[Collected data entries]
Start of Block
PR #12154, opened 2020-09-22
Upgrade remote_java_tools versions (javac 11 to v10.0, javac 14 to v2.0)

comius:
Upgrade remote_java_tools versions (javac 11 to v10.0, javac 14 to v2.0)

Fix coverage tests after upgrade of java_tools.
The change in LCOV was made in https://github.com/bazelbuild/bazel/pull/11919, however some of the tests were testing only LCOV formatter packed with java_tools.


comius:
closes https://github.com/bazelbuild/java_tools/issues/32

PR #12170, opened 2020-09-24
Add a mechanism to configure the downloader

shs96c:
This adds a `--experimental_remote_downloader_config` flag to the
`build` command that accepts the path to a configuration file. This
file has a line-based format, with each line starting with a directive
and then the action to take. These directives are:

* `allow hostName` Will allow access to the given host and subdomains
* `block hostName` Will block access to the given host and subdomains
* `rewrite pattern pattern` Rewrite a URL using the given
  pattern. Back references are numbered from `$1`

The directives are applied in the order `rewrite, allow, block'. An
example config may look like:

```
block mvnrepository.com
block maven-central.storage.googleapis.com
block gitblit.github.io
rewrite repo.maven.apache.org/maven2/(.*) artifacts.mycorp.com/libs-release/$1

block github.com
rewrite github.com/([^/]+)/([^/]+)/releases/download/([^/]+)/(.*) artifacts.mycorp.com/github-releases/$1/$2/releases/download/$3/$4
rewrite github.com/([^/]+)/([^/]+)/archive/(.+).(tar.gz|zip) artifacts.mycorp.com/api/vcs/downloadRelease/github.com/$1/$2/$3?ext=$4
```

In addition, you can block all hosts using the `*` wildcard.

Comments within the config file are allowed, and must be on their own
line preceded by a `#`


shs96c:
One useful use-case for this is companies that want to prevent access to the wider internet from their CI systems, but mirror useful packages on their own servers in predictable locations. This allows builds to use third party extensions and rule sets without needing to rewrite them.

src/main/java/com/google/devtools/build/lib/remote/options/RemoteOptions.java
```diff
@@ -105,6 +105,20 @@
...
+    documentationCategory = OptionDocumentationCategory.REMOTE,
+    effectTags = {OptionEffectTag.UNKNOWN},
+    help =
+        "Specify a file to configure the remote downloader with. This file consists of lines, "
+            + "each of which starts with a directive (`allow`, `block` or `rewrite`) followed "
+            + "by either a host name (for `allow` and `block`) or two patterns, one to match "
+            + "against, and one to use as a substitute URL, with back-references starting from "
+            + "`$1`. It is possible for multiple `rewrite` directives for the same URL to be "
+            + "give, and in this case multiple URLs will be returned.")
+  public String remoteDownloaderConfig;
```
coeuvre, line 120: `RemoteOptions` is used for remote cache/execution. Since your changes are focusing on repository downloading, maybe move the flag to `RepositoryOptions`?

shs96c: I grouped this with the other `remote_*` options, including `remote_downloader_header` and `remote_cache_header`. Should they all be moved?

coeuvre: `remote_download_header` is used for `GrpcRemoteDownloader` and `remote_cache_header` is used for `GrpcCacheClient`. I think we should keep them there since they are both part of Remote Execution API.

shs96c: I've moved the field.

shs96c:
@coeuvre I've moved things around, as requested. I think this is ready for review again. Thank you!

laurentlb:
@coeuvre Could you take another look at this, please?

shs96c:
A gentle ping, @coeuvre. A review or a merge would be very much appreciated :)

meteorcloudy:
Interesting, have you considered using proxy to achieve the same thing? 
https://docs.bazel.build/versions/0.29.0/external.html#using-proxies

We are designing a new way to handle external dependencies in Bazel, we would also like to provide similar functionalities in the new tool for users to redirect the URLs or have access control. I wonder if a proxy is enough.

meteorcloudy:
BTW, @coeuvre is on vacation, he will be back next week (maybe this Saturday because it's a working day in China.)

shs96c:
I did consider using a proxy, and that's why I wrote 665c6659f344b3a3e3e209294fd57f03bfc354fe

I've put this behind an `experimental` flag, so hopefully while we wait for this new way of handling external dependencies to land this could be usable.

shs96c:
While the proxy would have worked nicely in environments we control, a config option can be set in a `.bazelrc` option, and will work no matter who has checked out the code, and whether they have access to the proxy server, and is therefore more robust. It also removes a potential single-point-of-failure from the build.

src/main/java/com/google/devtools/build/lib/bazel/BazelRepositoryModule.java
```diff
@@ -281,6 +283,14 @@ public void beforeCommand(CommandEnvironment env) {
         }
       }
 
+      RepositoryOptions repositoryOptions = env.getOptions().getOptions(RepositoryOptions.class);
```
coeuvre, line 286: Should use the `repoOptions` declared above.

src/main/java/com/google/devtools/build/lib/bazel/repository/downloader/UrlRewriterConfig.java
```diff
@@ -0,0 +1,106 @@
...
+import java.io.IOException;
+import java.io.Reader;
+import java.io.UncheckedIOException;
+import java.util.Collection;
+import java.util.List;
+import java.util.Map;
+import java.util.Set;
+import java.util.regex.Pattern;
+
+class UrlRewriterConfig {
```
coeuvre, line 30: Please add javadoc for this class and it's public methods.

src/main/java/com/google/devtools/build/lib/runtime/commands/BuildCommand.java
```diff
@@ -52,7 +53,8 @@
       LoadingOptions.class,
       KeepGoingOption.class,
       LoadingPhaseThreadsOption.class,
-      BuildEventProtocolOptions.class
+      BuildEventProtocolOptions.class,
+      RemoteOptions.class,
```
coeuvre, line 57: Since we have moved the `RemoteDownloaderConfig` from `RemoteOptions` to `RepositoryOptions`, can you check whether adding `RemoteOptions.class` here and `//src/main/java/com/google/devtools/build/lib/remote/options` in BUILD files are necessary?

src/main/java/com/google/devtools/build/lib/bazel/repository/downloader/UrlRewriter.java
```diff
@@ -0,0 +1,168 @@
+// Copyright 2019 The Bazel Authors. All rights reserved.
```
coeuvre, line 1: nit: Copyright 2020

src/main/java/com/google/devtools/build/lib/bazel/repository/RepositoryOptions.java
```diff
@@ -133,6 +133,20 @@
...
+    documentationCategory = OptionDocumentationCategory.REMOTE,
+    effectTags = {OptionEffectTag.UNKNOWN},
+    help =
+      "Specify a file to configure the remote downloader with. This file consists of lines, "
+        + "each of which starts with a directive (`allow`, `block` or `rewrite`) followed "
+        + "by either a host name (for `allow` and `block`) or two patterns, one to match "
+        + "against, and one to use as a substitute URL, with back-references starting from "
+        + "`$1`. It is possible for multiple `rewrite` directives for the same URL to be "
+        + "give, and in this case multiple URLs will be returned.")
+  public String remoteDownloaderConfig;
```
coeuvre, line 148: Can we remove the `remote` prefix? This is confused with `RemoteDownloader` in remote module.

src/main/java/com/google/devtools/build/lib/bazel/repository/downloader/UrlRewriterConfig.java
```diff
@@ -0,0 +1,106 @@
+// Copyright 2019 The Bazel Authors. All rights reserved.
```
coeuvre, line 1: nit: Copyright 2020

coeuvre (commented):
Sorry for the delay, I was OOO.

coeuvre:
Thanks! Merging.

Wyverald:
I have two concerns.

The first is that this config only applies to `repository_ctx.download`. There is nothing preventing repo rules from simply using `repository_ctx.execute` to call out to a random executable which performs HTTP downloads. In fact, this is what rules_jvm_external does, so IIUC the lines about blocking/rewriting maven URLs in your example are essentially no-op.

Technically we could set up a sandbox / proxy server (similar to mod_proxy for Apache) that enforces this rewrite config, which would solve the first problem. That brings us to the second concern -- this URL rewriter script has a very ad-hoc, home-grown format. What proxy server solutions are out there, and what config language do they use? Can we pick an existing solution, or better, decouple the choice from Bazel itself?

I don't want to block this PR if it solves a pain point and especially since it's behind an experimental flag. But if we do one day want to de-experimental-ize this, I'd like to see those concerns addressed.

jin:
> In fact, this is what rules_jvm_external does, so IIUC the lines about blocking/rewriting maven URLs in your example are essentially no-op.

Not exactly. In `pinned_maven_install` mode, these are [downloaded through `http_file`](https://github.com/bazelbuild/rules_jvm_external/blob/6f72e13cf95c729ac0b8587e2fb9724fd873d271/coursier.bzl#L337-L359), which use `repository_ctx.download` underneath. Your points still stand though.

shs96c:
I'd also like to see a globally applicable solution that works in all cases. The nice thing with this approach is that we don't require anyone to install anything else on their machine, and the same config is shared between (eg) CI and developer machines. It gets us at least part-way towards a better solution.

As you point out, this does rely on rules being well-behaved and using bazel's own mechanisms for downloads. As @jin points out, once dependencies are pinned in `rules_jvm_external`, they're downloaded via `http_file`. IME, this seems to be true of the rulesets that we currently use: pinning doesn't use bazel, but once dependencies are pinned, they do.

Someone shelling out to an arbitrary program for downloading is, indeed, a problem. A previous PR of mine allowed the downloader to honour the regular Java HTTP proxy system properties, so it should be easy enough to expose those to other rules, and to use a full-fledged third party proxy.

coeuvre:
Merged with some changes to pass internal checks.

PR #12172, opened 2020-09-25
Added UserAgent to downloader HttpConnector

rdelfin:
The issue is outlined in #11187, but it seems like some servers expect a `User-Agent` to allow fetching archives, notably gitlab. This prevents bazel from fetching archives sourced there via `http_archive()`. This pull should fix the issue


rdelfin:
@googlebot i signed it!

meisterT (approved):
End of Block
### To do
Look through the entries above, and wherever a line holds the string "servers", copy it.

### Solved problem
One useful use-case for this is companies that want to prevent access to the wider internet from their CI systems, but mirror useful packages on their own servers in predictable locations. This allows builds to use third party extensions and rule sets without needing to rewrite them.
The issue is outlined in #11187, but it seems like some servers expect a `User-Agent` to allow fetching archives, notably gitlab. This prevents bazel from fetching archives sourced there via `http_archive()`. This pull should fix the issue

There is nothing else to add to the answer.